As in any great work there is some unevenness of quality. Some of the poems do not quite reach their intended marks. “Lyon: Battle of Springfield, Missouri” is one unfortunate example. But we cannot expect perfection in any product of human artistry. What matters is the greatness of Melville’s vision, the all-embracing attempt to give the war a larger significance, and the inherent decentness of the author’s character. Melville felt compelled to add a “Supplement” essay at the end of his book, in which he describes some of his personal sentiments in prose. It is a revealing insight into the mind of an intensely private writer who rarely, if ever, spoke directly about political questions. The tone of the Supplement is infused with pleas for reconciliation, forgiveness, and brotherhood:
There seems to be no reason why patriotism and narrowness should go together, or why intellectual impartiality should be confounded with political trimming, or why serviceable truth should keep cloistered because not partisan. Yet the work of Reconstruction, if admitted to be feasible at all, demands little but common sense and Christian charity. Little but these? These are much…
Patriotism is not baseness, neither is it inhumanity. The mourners who this summer bear flowers to the mounds of the Virginian and Georgian dead are, in their domestic bereavement and proud affection, as sacred in the eye of Heaven as are those who go with similar offerings of tender grief and love into the cemeteries of our Northern martyrs. And yet, in one aspect, how needless to point the contrast.

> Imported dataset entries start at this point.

PR #2232, opened 2025-11-08
Add the total numbers of members and alumni

yotamofek:
My partner asked me roughly how many people are "official" rust team members, and I couldn't say, so thought it might be a good addition to the "all team members" page.

Not sure about the placement and whether others will think it's a good idea too.

r? @Kobzol as the person who added this page in the first place :)


Kobzol:
I was also thinking that displaying the count would be nice. 👍

PR #2237, opened 2025-11-14
Add a funding page that lists Project members with GitHub Sponsors

Kobzol:
This PR adds a dedicated Funding page that lists all active Project members that have GitHub Sponsors enabled and have opted into it being publicized through [`team`](https://github.com/rust-lang/team/pull/2071). The order of people is randomized using JavaScript on every page load, to reduce ordering bias.

Maybe we could even add a dedicated "Funding" link in the top-level navbar?

image

image

### DIFF
--- a/src/assets.rs
+++ b/src/assets.rs
@@ -106,6 +106,7 @@ pub struct CSSFiles {
 #[derive(Serialize, Debug)]
 pub struct JSFiles {
     tools_install: String,
+    funding_shuffle: String,
 }
 
 #[derive(Serialize, Debug)]
@@ -125,6 +126,7 @@ pub fn compile_assets(
     let fonts_css_file = compile_sass(root_dir, out_dir, "fonts", base_url)?;
     let vendor_css_file = concat_vendor_css(root_dir, out_dir, vec!["tachyons"])?;
     let tools_install_js = build_js_file(root_dir, out_dir, "tools-install")?;
+    let funding_shuffle_js = build_js_file(root_dir, out_dir, "funding-shuffle")?;
 
     Ok(AssetFiles {
         css: CSSFiles {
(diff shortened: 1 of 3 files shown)


Kobzol:
> This looks pretty good. I don't like the handling of the custom script though. This is basically adding a hook where every page can inject it's custom javascript, right? Why not just write it inline inside the "page" block? I checked if there's a precedent for this. `tools-install.js` is another custom script that only applies to one page. But it seems to me that's handled in a complicated way too... it get's another generated name "vendor_<random_num>.js". I can't see a reason why this is done. I would prefer if we put all scripts in `static/scripts/` and reference them explicitly with the same name as the source file in HTML templates. What do you think?

The main reason why I added the script section is because when I added the script to the end of the `page` inline, it broke the logic I added in https://github.com/rust-lang/www.rust-lang.org/pull/2231, because the last `section` was no longer the last child of its parent, as there now was the `<script>` :laughing: In general, I think it's slightly better if JS scripts are at the very end of the page, rather than being in some div inside the page.

I'm fine with adding the logic into an external file, although it makes the logic a bit more distributed. When it's in the same file, it's easier to see that you should update the script when the HTML IDs/classes change, for example.

senekor:
Could it be that the generated name for the `tools-install.js` file is intended to break caching? To force a reload of the file in case it changed?

Kobzol:
> Could it be that the generated name for the `tools-install.js` file is intended to break caching? To force a reload of the file in case it changed?

Yup, pretty sure that's the reason.

Created a separate JS script for the funding page.

I also removed the "app" JS file, since I think that it doesn't make sense to combine the funding JS (as the scripts might not be self-contained and shouldn't run on arbitrary pages) and the tools installation JS, and instead created a separate JS file for both.

PR #2245, opened 2025-11-25
Add Funding page navbar link

Kobzol:
As a part of the effort to promote it (https://rust-lang.zulipchat.com/#narrow/channel/392734-council/topic/Publicizing.20our.20funding.20page/with/560030032, https://github.com/rust-lang/blog.rust-lang.org/pull/1751).

image

We should probably translate it into all current languages, since an untranslated navbar item will probably look quite weird?

Marking as a draft, to sync it with the blog post and other changes.

### DIFF
--- a/locales/de/common.ftl
+++ b/locales/de/common.ftl
@@ -20,6 +20,7 @@ nav-install = Installieren
 nav-learn = Lernen
 nav-tools = Werkzeuge
 nav-governance = Leitung
+nav-funding = Finanzierung
 nav-community = Community
 nav-blog = Blog
 choose-language = Sprache
--- a/locales/en-US/common.ftl
+++ b/locales/en-US/common.ftl
@@ -31,6 +31,7 @@ nav-install = Install
 nav-learn = Learn
 nav-tools = Tools
 nav-governance = Governance
+nav-funding = Funding
 nav-community = Community
 nav-blog = Blog
 nav-playground = Playground
--- a/locales/es/common.ftl
+++ b/locales/es/common.ftl
@@ -28,6 +28,7 @@ nav-install = Instala
 nav-learn = Aprende
 nav-tools = Herramientas
 nav-governance = Gobernanza
+nav-funding = Financiación
 nav-community = Comunidad
 nav-blog = Blog
 nav-playground = Playground
--- a/locales/fr/common.ftl
+++ b/locales/fr/common.ftl
@@ -28,6 +28,7 @@ nav-install = Installer
 nav-learn = Apprendre
 nav-tools = Outils
 nav-governance = Gouvernance
+nav-funding = Financement
 nav-community = Communauté
 nav-blog = Blog
 nav-playground = Bac à sable
--- a/locales/it/common.ftl
+++ b/locales/it/common.ftl
@@ -28,6 +28,7 @@ nav-install = Installa
 nav-learn = Impara
 nav-tools = Strumenti
 nav-governance = Governance
+nav-funding = Finanziamento
 nav-community = Community
 nav-blog = Blog
 nav-playground = Playground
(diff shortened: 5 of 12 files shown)


lqd:
are we good here?

Kobzol:
When I originally proposed this, Remo [noted](https://rust-lang.zulipchat.com/#narrow/channel/392734-council/topic/Publicizing.20our.20funding.20page/near/560086130) that the Funding page was a bit bare bones back then for it to be linked in the navbar. I kind of agree.

Right now, the funding page is essentially the same, however, the RFMF is finally picking up steam, and we will now have a very important link on the funding page that will lead to a donate button to give money to Rust. I think that is important enough for us to include the funding link in the navbar.

@senekor What do you think?

lqd:
Same question to @Manishearth

Manishearth (approved):
I'm fine with this.

*[View changes since this review](https://triagebot.infra.rust-lang.org/gh-changes-since/rust-lang/www.rust-lang.org/2245/84e18218f1265c1f03f56f91905a98b84098c506..88d3e3b6e54b55ade959f4bdb4540720212f4733)*

Kobzol:
Since it is in the navbar, I think that we should translate this into other languages. I know that there is a freeze on new translations, but having untranslated text in the navbar feels.. meh. Do you agree?

senekor:
I'm also fine with it once the RFMF is live. We should make the RFMF the more prominent option though. Now it's just a link as part of a sentence. A big, colorful DONATE button or whatever seems best. Explanations of other options can be moved below that.

I also agree with the translation issue. I wish we had a sustainable solution to keep the translations up to date. Hot take: what if we do a call for action among rust project members to step up and help maintain translations for their native languages? Volunteers will be explicit (new translation teams per language?) with an expectation to help out long-term. If there are no volunteers for that language or such a team becomes inactive, we simply remove the language from the list of selectable options.

At the end of the day, helping with translations isn't that much work. We just need somebody who's willing to be pinged every couple months and write a couple sentences.

Manishearth:
> Since it is in the navbar, I think that we should translate this into other languages. I know that there is a freeze on new translations, but having untranslated text in the navbar feels.. meh. Do you agree?

Yes. We can ask around for translations + potentially use some machine translations. It's easier for single words since you can look it up in a dictionary and be sure it's the right sense of the word.

lqd:
Eventually, we'd need to also translate the funding page itself, not just the link. And even then GH itself isn't translated so every piece of traffic traversing the funding page from and to github will have to involve English, i.e. everything about github sponsors that we want to enable.

I'll try to translate the single link in the languages supported later today, and ask for confirmation to the project members from these countries.

Kobzol:
Rémy gathered a bunch of translations for the link, which is great. As he correctly pointed out, the funding page itself, and GitHub Sponsors, is untranslated anyway, so it's all just best-effort.

I think that this is now ready to be merged, we can always add more translations in the future, and we will keep updating the funding page.

Creating a team for translations seems like a worthy effort, but I'm not sure if we have the bandwidth at the moment, and I definitely do not want for funding work to be blocked on that =D

senekor:
Wouldn't "donate" maybe be a better term than "funding" ? I know that in English, it can kind of mean both depending on the context. But in German, the term "Finanzierung" makes less sense IMO. I would expect a "Finanzierung" page to maybe have transparancy information about who is giving money to Rust. Not information about how to donate yourself. In German, "Spenden" i.e. "donate" would make more sense to me.

(German isn't actually a selectable language on the website, but the file is still in the repo, which made me think about this.)

Kobzol:
We talked about this with Rémy :laughing: ... yes, in retrospect I think that donate is in fact a better name for the link :man_facepalming:

Kobzol:
Since specifically German is not used on the website right now (not sure why, actually), can we merge what we have now, to put something in the navbar that links to the Funding page, as it is now essentially unlinked? We can always improve the wording later.

senekor (approved):

PR #2260, opened 2026-01-12
Fix alignment on learn page

### LINKED ISSUE #2256: Alignment problem on the non-english versions of "Learn" page with link to a non-official translation of The Book
### Page(s) Affected

https://rust-lang.org/fr/learn/ and other non-english versions of the learn page.

### What needs to be fixed?

The alignment between the button "LIRE LE BOOK" and the link "Lire la traduction non-officielle !" is off.
At the time the second text was added, the button was centered (see screenshots at PR #1370).

### Suggested Improvement

Centering the button is a first option.
A second option is to align the link to the left.
Which option seems right ?

senekor:
closes #2256

### DIFF
--- a/templates/funding.html.hbs
+++ b/templates/funding.html.hbs
@@ -7,7 +7,7 @@
     </a>
     <div class="flex flex-column">
       <a href="{{baseurl}}/governance/people/{{member.github}}">{{member.name}}</a>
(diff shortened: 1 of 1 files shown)


apiraino:
thanks for fixing the regression I introduced :)

PR #2261, opened 2026-01-16
feat: Add an `All Teams` page

### LINKED ISSUE #2259: Add a `View All Teams` page
### Summary
It would be amazing if there was a page, similar to the `view all team members` page that would show a list of all the teams working under the rust project. It could either be a simple list, or a full one with names of all the team members (like they are currently listed).

### Motivation
It is really hard to find a specific team when you're looking for it. So often, I'll end up having to look through all the sections (Launching Pad, Compiler, etc) to find the specific team that I'm looking for. This would make it much easier to do so.

### Drawbacks
I really can't think of many. One could be that it would increase the footprint of the site. 

I do not know about other decisions on this issue (if there even have been any). 

### Maintenance
This design should not be a maintainance burden IMO. We could use the existing lists, and simply flatten them out. I'm not sure about what the doc comment here meant by 'who will maintain it'. Please feel free to enlighten me :)

### Unresolved Questions
N/A (for now)

JayanAXHF:
Closes #2259

### DIFF
--- a/templates/governance/all-teams.html.hbs
+++ b/templates/governance/all-teams.html.hbs
@@ -24,14 +24,8 @@
   <div class="w-100 mw-none mw-8-m mw9-l center f2">
     <h2>{{fluent "governance-all-teams-archived-title"}}</h2>
     <p>
-      {{#fluent "governance-all-teams-archived-intro"
-
-
-      }}{{#fluentparam
-      "count"
-
-
-      }}{{len data.archived}}{{/fluentparam}}{{/fluent}}
+      {{#fluent "governance-all-teams-archived-intro" }}{{#fluentparam "count"}}
+      {{len data.archived}}{{/fluentparam}}{{/fluent}}
     </p>
   </div>
   <div>


Kobzol:
Looks nice! I didn't find any link to the page though?

I think that we could replace the Archived teams section on the governance page with a link to this page, which will simply list all teams (both active and archived), same as the all people page lists both active contributors and alumni. If we then make the "Archived teams" header on your page clickable (really it can just have an ID), it will be possible to link to the archived teams. We can thus join the two pages together, and figure out some better way to link to this combined page from the governance page.

src/redirect.rs
```diff
@@ -37,9 +37,13 @@ pub static PAGE_REDIRECTS: &[(&str, &str)] = &[
...
     ),
     // miscellaneous
-    ("governance/teams", "governance#teams"),
     ("governance/wgs", "governance#working-groups"),
     ("governance/all-team-members.html", "governance/people"),
+    (
+        "governance/archived-teams.html",
+        "governance/teams#archived-teams",
+    ),
+    ("governance/all-teams.html", "governance/teams"),
```
senekor: Can you explain the changes to the redirects here?

src/render.rs
```diff
@@ -217,25 +219,36 @@ pub fn render_governance(
...
+    // for_all_langs("governance/archived-teams.html", |dst_path, lang| {
+    //     render_ctx
+    //         .page(
+    //             "governance/archived-teams",
+    //             "governance-archived-teams-title",
+    //             &archived_teams_data,
+    //             lang,
+    //         )
+    //         .render(dst_path)
+    // })?;
```
senekor: remove unused code

src/teams.rs
```diff
@@ -252,7 +265,6 @@ impl RustTeamData {
                 active.extend(team.members.iter().map(|m| (m.github_id, m)));
             }
         }
-
```
senekor: revert this whitespace change

src/teams.rs
```diff
@@ -433,17 +445,23 @@ pub struct PageData {
...
 }
 
-#[derive(Serialize)]
-pub struct ArchivedTeams {
-    teams: Vec<Team>,
-}
+// #[derive(Serialize)]
+// pub struct ArchivedTeams {
+//     teams: Vec<Team>,
+// }
```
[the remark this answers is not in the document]
JayanAXHF: Fixed all three in [897a83d](https://github.com/rust-lang/www.rust-lang.org/pull/2261/commits/897a83d809fbed68cb52b2650c4afb83e39ca9d6)

src/redirect.rs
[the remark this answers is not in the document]
JayanAXHF: Oh that's my bad, i'll remove it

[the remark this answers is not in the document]
JayanAXHF: Ok so i removed the redirect from all-teams.html, and the other one redirects from the old archived teams page to the new one

src/teams.rs
JayanAXHF: Done!

JayanAXHF:
> I suppose the template `archived-teams.html` is not used anymore. In that case, it should be deleted as well.

Done!

templates/governance/all-teams.html.hbs
```diff
@@ -0,0 +1,174 @@
+{{#*inline "active"}}
```
senekor: This looks like it's copied from `group-team.html.hbs`. Can you extract the shared part an reuse it so we don't have that much duplication?

JayanAXHF:
Made the Changes!

locales/en-US/governance.ftl
```diff
@@ -39,6 +40,13 @@ governance-all-team-members-title = All Rust team members
 governance-all-team-members-intro = This section lists the { $count } members of currently active Rust teams.
 governance-all-team-members-alumni-intro = This section lists our { $count } team alumni.
 
+## governance/all-teams.hbs
+governance-all-teams-title = All Rust Teams
+governance-active-teams-title = Active Rust Teams
+governance-all-teams-intro = This section lists the { $count } teams currently active in the Rust project.
+governance-all-teams-archived-title = Archived Rust Teams
+governance-all-teams-archived-intro = This section lists { $count } archived teams that are no longer active. We want to thank all past members for their invaluable contributions!
```
senekor:
```suggestion
governance-all-teams-archived-intro = This section lists the { $count } archived teams that are no longer active. We want to thank all past members for their invaluable contributions!
```

Add "the" for consistency with the section title of active teams?

senekor (changes requested):

templates/governance/all-teams.html.hbs
```diff
@@ -0,0 +1,44 @@
...
+    <h2 class="f3 f1-ns mt0">
+      {{fluent "governance-active-teams-title"}}
+    </h2>
+    <p>
+      {{#fluent "governance-all-teams-intro" }}{{#fluentparam "count" }}{{len data.active}}{{/fluentparam}}{{/fluent}}
+    </p>
+  </div>
+  <div>
+    {{#each data.active as |team|}}
+    {{> governance/group-team team=team baseurl=../baseurl zulip_domain=../data.zulip_domain }}
```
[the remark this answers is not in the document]
JayanAXHF: Right, fixed!

senekor (approved):
good stuff, thanks!

PR #2277, opened 2026-04-06
fix: update learn page embedded book link

### LINKED ISSUE #2274: 'Embedded book' link seems to be outdated at /learn page
### What needs to be fixed?
Knowing little about available embedded book options, I found myself at 
https://doc.rust-lang.org/stable/embedded-book/  by following yellow 'Embedded Book' button/link from https://rust-lang.org/learn/.
It turned out to be an oldest STM F3 book out of 3 available, which is unfortunate.

### Page(s) Affected
https://rust-lang.org/learn/
Yellow 'Embedded Book' link.

### Suggested Improvement
I suggest changing that link to https://docs.rust-embedded.org/discovery/ or any other link, pointing to all the available material.
Cheers.

abhijeetnardele24-hash:
## Summary
- update the Learn page Embedded Book button to point to the current embedded Rust book
- replace the outdated doc.rust-lang.org embedded-book link

Closes #2274

### DIFF
--- a/templates/learn/index.html.hbs
+++ b/templates/learn/index.html.hbs
@@ -120,7 +120,7 @@
           </div>
 
           <div class="pt4 pt3-l flex flex-column flex-row-l items-center-l mb4-l">
-            <a href="https://doc.rust-lang.org/embedded-book"
+            <a href="https://docs.rust-embedded.org/book/"
                class="button button-secondary mw6-l w-100">
               {{fluent "learn-domain-embedded-button"}}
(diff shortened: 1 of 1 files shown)


senekor:
These two links point to the same book. Please don't post LLM-generated garbage PRs, this only wastes reviewer's time.

(One of the two URLs technically lags behind a little, as that version is only updated whenever a new stable version of Rust is released. But that is fine and not what the linked issue is about.)

PR #2278, opened 2026-04-06
fix: add working group redirects

### LINKED ISSUE #2268: Add redirects for working group pages
Some old working-group URLs on rust-lang.org return 404s instead of redirecting to the correct location.

For example:

https://rust-lang.org/governance/wgs/wg-secure-code -> 404

but it should redirect to:

https://rust-lang.org/governance/teams/#team-wg-secure-code

abhijeetnardele24-hash:
## Summary
- add redirects for the current launching-pad working group pages that used to live under /governance/wgs
- point the old WG URLs at the corresponding anchors on the all teams page

Closes #2268


senekor:
Please explain how you determined that these redirects are the right ones to fix the issue.

PR #2281, opened 2026-04-09
feat: add copy button on install link to improve Accessibility

### LINKED ISSUE #2280: Add copy button in Install link to improve Accessibility
### Summary

https://github.com/user-attachments/assets/f564ece3-fc85-45ee-9632-fda9b0da410b

When only using the keyboard to navigate throughout the Install page, it is very hard to copy the rust  installation command as there is no copy button present, This also makes the page less [accessible](https://www.w3.org/WAI/fundamentals/accessibility-intro/).

### Motivation

I'm working in the Accessibility team at [djangonauts](https://djangonaut.space/comms/2026/02/19/session-6-team-introductions/) and my work is to make django more accessible to the people with special abilities. And I'm trying to learn Rust and when I go to the installation page, I realized that the rust Installation command in the install page is not accessibility friendly and someone using accessibility tools can't able to copy the command to install rust. So to make it accessibility friendly we can add a copy button, so that people who are using accessibility tools can copy the installation command.

### Drawbacks

I don't think there is any drawback to add this copy button.

In my view, there are no other alternatives at the moment, but I would be happy to hear any new suggestions or ideas.
### Maintenance

I think it is very easy to maintain.

Mr-Sunglasses:
fix: #2280 

Add a copy button in installation command to make it more accessibility friendly.

https://github.com/user-attachments/assets/a9a95764-a232-4d67-a987-c2fe5cf29517

### DIFF
--- a/static/scripts/tools-install.js
+++ b/static/scripts/tools-install.js
@@ -1,184 +1,287 @@
 var platform_override = null;
 
 function vis(elem, apply) {
-    ["db", "di", "dn"].forEach(c => {
-        if (c === apply) {
-            elem.classList.add(c);
-        } else {
-            elem.classList.remove(c);
-        }
-    });
+  ["db", "di", "dn"].forEach((c) => {
+    if (c === apply) {
+      elem.classList.add(c);
+    } else {
+      elem.classList.remove(c);
+    }
+  });
 }
 
 function detect_platform() {
-    "use strict";
+  "use strict";
 
-    if (platform_override) {
-        return platform_override;
+  if (platform_override) {
+    return platform_override;
+  }
+
+  var os = "unknown";
+
+  if (navigator.platform == "Linux x86_64") {
+    os = "unix";
+  }
+  if (navigator.platform == "Linux i686") {
+    os = "unix";
+  }
+  if (navigator.platform == "Linux i686 on x86_64") {
+    os = "unix";
+  }
+  if (navigator.platform == "Linux aarch64") {
+    os = "unix";
+  }
+  if (navigator.platform == "Linux armv6l") {
+    os = "unix";
+  }
+  if (navigator.platform == "Linux armv7l") {
+    os = "unix";
+  }
+  if (navigator.platform == "Linux armv8l") {
+    os = "unix";
+  }
+  if (navigator.platform == "Linux ppc64") {
+    os = "unix";
+  }
+  if (navigator.platform == "Linux mips") {
+    os = "unix";
+  }
+  if (navigator.platform == "Linux mips64") {
+    os = "unix";
+  }
+  if (navigator.platform == "Linux riscv64") {
+    os = "unix";
+  }
+  if (navigator.platform == "Mac") {
+    os = "unix";
+  }
+  if (navigator.platform == "Win32") {
+    os = "win";
+  }
+  if (navigator.platform == "FreeBSD x86_64") {
+    os = "unix";
+  }
+  if (navigator.platform == "FreeBSD amd64") {
+    os = "unix";
+  }
+  if (navigator.platform == "NetBSD x86_64") {
+    os = "unix";
+  }
+  if (navigator.platform == "NetBSD amd64") {
+    os = "unix";
+  }
+
+  // I wish I knew by now, but I don't. Try harder.
+  if (os == "unknown") {
+    if (navigator.appVersion.indexOf("Win") != -1) {
+      os = "win";
     }
-
-    var os = "unknown";
-
-    if (navigator.platform == "Linux x86_64") {os = "unix";}
-    if (navigator.platform == "Linux i686") {os = "unix";}
-    if (navigator.platform == "Linux i686 on x86_64") {os = "unix";}
-    if (navigator.platform == "Linux aarch64") {os = "unix";}
-    if (navigator.platform == "Linux armv6l") {os = "unix";}
-    if (navigator.platform == "Linux armv7l") {os = "unix";}
-    if (navigator.platform == "Linux armv8l") {os = "unix";}
-    if (navigator.platform == "Linux ppc64") {os = "unix";}
-    if (navigator.platform == "Linux mips") {os = "unix";}
-    if (navigator.platform == "Linux mips64") {os = "unix";}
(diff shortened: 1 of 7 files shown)


senekor:
Please revert the whitespace changes so this can be reviewed more easily.

Mr-Sunglasses:
> Please revert the whitespace changes so this can be reviewed more easily.

Hey @senekor 👋🏻 , I've reverted the whitespace changes, thanks for the suggestion.

templates/components/tools/rustup.html.hbs
```diff
@@ -1,7 +1,19 @@
...
+    <div class="pre-copy-wrap">
+      <pre><code class="db w-100 copyable">curl --proto '=https' --tlsv1.2 -sSf https://sh.rustup.rs | sh</code></pre>
+      <button class="copy-code-btn" type="button" aria-label="Copy install command to clipboard">
+        <svg class="copy-icon" xmlns="http://www.w3.org/2000/svg" width="14" height="14" viewBox="0 0 24 24" fill="none" stroke="currentColor" stroke-width="2" stroke-linecap="round" stroke-linejoin="round" aria-hidden="true" focusable="false">
+          <rect x="9" y="2" width="6" height="4" rx="1"/>
+          <path d="M8 4H6a2 2 0 0 0-2 2v14a2 2 0 0 0 2 2h12a2 2 0 0 0 2-2V6a2 2 0 0 0-2-2h-2"/>
+        </svg>
+        <svg class="check-icon" xmlns="http://www.w3.org/2000/svg" width="14" height="14" viewBox="0 0 24 24" fill="none" stroke="currentColor" stroke-width="2.5" stroke-linecap="round" stroke-linejoin="round" aria-hidden="true" focusable="false">
+          <polyline points="20 6 9 17 4 12"/>
+        </svg>
```
senekor: My instinct would be to move these into separate `.svg` files.

static/scripts/tools-install.js
```diff
@@ -177,8 +177,57 @@ function check_initial_override() {
...
+                    btn.classList.remove('copied');
+                }, 2000);
+            }
+
+            if (navigator.clipboard && navigator.clipboard.writeText) {
+                navigator.clipboard.writeText(text).then(mark_copied).catch(function() {
+                    fallback_copy(code, mark_copied);
+                });
+            } else {
+                fallback_copy(code, mark_copied);
```
senekor: Under what circumstances is this fallback needed? MDN docs say this API is widely supported: https://developer.mozilla.org/en-US/docs/Web/API/Navigator/clipboard
I'd rather get rid of it if it's an unrealistic code path.

senekor (changes requested):
First pass, I'll have a closer look later.

This doesn't take translations into consideration, but those are on hold anyway, so there's not point in worrying about it now I guess.

I generally prefer styling be done via Tachyons instead of adding to the global app.scss file... but everything is nicely scoped to the `pre-copy-wrap` class, so might be fine.

*[View changes since this review](https://triagebot.infra.rust-lang.org/gh-changes-since/rust-lang/www.rust-lang.org/2281/3404e6e104f150ab08b95de85cfc81af4685d491..8ce508653b29b379d2ddc0a0279c45138b06b2d6)*

templates/components/tools/rustup.html.hbs
Mr-Sunglasses: Thanks for the review, I've added these as icon components.

static/scripts/tools-install.js
Mr-Sunglasses: You're right, clipboard API is widely supported, so no need of the fallback.

templates/components/tools/rustup.html.hbs
senekor: I mean an actual `.svg` file that goes in `static/images` and is included with and `img` tag.

static/scripts/tools-install.js
```diff
@@ -177,8 +177,38 @@ function check_initial_override() {
...
+            var code = wrap && wrap.querySelector('code');
+            if (!code) { return; }
+            var text = code.textContent;
+
+            var original_label = btn.getAttribute('aria-label');
+
+            function mark_copied() {
+                var text_el = btn.querySelector('.copy-code-btn__text');
+                if (text_el) { text_el.textContent = 'Copied!'; }
+                btn.setAttribute('aria-label', 'Copied!');
```
senekor, line 195: *[View changes since the review](https://triagebot.infra.rust-lang.org/gh-changes-since/rust-lang/www.rust-lang.org/2281/3404e6e104f150ab08b95de85cfc81af4685d491..a7666fd4fa90d5f0f83806003785e0d2161fb094)*

I'm no expert in HTML accessibility... What is the point of setting the aria-label on an element that matches its text? I though aria-label was there to textually describe something that doesn't otherwise have a text representation, like an image.

Mr-Sunglasses: The button already uses `aria-label` as its accessible name (for example, “Copy install command to clipboard”), which gives more context than the visible text alone. Because `aria-label` can override the visible text for screen readers, when the button text temporarily changes to “Copied!” we also update the `aria-label` so assistive tech does not keep announcing the old label.


- Screen readers with setting the aria-label on an element that matches its text

https://github.com/user-attachments/assets/b8b02aaa-3957-4844-9105-452a57d10a32

- Screen readers without setting the aria-label on an element that matches its text

https://github.com/user-attachments/assets/7f25bf80-973e-480b-9c72-47b0ec07b414

templates/components/tools/rustup.html.hbs
Mr-Sunglasses: ah sorry my mistake I misunderstood, now i've changed them to `.svg` format and add via `img` tag

static/scripts/tools-install.js
senekor: makes sense!

senekor (approved):
Thanks!

*[View changes since this review](https://triagebot.infra.rust-lang.org/gh-changes-since/rust-lang/www.rust-lang.org/2281/3404e6e104f150ab08b95de85cfc81af4685d491..d27267ed801b833f4b34c0234bb6824cbc0cec8f)*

Melville’s literary hopes for Battle-Pieces were as surely dashed by an apathetic literary market-place, as his aspirations for Reconstruction were wrecked on the rocks of political factionalism, narrow-mindedness, and internecine hatred. The book sold poorly; it was understood by few, and appreciated by even fewer. But altogether and in retrospect it is a stunning literary achievement, grand in conception and elegant in composition.
Reconstruction similarly dismayed Melville. With the removal from the political scene of its one irreplaceable stabilizing and unifying figure, Abraham Lincoln, the nation descended in 1865 into a form of polarized inertia that forever squandered the opportunities presented by Reconstruction. Radicals in Congress clashed with an inept president and a resentful South; the massive federal investment and commitment which should have accompanied Reconstruction never occurred; and political wisdom gave way, on both sides, to stridulous fanaticism. It is a lesson that remains timely. Melville’s Battle-Pieces stands as a monument to our darkest years because it succeeded, in a way that no other literary work succeeded, in distilling a meaning from the conflict derived from the values of martial virtue, heroism, compassion for the fallen, brotherhood, and the indissoluble bonds of our shared history.
.
.
[I recommend the edition of Battle-Pieces published by DeCapo Press in 1995, with an introduction by Lee R. Brown. It is a sturdy, well-printed facsimile of the original 1866 edition.]